= Task item =
From the listing below, pick out each line with the word "BaseDecl".

= Data listing =
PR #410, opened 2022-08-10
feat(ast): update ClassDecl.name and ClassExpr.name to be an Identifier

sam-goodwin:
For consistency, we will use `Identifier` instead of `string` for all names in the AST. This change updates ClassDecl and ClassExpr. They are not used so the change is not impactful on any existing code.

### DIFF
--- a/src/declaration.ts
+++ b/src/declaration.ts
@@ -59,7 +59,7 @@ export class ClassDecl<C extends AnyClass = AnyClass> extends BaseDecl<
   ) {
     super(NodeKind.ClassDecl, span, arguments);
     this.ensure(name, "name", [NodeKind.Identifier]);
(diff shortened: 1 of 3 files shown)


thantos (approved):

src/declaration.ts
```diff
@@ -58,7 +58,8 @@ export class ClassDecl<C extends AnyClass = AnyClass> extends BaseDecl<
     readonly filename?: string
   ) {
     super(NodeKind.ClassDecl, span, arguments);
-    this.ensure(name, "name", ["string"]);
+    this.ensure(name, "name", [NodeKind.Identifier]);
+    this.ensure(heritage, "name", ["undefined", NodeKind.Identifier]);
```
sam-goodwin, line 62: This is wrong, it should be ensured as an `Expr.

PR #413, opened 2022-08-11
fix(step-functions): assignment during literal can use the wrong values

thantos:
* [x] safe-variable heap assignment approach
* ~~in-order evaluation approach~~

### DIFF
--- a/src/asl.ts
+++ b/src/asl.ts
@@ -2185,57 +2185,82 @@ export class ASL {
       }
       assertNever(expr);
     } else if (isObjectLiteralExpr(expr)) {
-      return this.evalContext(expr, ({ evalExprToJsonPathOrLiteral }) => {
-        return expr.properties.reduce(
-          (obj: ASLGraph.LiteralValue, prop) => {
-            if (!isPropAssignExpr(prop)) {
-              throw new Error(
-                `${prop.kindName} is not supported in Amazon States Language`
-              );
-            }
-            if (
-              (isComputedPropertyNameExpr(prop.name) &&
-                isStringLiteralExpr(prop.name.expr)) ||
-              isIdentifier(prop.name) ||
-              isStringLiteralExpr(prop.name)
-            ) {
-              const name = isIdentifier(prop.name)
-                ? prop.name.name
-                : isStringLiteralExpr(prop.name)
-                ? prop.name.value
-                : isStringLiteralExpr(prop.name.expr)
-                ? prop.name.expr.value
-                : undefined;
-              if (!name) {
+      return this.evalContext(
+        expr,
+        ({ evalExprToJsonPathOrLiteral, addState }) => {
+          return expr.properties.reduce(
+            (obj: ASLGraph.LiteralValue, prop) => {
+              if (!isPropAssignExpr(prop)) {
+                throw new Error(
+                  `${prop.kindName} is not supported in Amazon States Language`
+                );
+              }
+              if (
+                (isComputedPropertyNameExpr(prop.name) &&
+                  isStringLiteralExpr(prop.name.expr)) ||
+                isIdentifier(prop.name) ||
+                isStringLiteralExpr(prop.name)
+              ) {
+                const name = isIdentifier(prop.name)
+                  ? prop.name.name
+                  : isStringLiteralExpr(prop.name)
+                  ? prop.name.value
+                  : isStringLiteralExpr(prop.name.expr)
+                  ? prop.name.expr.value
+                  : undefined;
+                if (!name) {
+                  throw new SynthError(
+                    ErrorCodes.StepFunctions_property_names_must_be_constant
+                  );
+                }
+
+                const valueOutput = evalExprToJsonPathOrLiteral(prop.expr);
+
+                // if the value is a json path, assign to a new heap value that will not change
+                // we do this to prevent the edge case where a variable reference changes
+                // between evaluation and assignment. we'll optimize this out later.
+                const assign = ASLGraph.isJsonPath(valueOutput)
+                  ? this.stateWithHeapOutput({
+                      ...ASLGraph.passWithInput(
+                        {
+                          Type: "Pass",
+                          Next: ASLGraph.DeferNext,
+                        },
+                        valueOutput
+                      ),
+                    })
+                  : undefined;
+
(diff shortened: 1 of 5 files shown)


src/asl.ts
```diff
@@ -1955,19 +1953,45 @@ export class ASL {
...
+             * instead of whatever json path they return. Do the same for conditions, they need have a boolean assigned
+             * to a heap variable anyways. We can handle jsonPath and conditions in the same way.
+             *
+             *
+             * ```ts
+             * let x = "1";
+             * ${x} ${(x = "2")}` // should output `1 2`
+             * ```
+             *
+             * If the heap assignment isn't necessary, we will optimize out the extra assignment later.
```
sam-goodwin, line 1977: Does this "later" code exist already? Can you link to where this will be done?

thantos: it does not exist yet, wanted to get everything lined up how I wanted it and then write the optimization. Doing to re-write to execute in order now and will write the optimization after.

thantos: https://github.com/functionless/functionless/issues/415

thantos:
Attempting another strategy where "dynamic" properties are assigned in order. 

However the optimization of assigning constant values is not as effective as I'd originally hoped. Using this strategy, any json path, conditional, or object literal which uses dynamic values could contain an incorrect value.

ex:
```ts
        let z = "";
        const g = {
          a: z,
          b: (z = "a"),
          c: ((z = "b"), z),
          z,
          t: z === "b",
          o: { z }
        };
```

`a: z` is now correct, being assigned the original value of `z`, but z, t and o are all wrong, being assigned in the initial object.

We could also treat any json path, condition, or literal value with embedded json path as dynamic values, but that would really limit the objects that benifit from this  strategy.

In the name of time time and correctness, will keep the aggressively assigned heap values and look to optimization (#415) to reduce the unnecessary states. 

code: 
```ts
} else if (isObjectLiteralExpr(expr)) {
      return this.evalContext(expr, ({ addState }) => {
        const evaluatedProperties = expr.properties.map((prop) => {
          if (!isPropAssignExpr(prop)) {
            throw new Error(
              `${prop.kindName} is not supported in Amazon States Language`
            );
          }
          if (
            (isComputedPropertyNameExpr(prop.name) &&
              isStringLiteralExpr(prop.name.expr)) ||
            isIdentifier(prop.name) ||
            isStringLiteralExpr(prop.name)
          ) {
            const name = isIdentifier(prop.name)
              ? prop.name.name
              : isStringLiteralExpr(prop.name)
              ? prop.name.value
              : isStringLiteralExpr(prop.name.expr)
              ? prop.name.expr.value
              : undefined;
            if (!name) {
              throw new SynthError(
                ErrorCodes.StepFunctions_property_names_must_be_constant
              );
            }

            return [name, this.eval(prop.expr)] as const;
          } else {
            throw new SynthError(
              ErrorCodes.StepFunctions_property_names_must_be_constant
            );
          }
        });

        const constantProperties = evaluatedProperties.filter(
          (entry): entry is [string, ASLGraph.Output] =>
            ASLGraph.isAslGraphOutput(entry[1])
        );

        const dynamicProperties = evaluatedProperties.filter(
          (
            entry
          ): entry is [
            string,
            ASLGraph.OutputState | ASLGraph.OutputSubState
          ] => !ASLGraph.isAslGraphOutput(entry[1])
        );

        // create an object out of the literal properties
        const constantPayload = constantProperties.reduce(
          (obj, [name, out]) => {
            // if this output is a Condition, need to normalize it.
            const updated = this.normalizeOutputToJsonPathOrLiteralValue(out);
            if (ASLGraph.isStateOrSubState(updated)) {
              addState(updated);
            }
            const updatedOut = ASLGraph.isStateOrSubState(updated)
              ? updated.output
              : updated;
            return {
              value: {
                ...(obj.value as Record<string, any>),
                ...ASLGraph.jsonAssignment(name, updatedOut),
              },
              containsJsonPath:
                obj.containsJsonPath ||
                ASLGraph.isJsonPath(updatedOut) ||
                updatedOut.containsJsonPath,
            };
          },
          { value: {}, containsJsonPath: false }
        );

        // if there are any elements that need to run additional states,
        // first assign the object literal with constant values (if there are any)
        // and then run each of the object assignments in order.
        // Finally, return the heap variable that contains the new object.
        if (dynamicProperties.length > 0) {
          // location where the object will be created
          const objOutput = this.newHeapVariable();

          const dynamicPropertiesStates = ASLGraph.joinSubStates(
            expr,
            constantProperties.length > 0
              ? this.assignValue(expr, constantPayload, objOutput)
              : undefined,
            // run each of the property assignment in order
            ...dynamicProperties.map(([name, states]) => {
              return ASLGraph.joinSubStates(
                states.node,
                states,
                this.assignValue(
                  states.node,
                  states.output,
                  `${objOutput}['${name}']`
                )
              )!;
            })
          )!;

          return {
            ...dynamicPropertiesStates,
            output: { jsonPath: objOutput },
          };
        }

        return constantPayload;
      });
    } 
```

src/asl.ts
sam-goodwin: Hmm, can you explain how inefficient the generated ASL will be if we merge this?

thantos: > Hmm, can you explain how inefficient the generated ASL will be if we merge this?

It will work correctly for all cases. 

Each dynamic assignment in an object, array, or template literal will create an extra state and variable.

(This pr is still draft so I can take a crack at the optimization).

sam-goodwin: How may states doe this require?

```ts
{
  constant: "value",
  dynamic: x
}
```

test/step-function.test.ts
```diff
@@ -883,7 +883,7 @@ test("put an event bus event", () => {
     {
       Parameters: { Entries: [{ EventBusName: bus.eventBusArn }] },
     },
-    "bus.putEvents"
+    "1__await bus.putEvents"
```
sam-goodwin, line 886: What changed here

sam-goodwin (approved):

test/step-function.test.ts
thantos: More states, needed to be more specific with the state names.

= Answer space =
@@ -59,7 +59,7 @@ export class ClassDecl<C extends AnyClass = AnyClass> extends BaseDecl<
@@ -58,7 +58,8 @@ export class ClassDecl<C extends AnyClass = AnyClass> extends BaseDecl<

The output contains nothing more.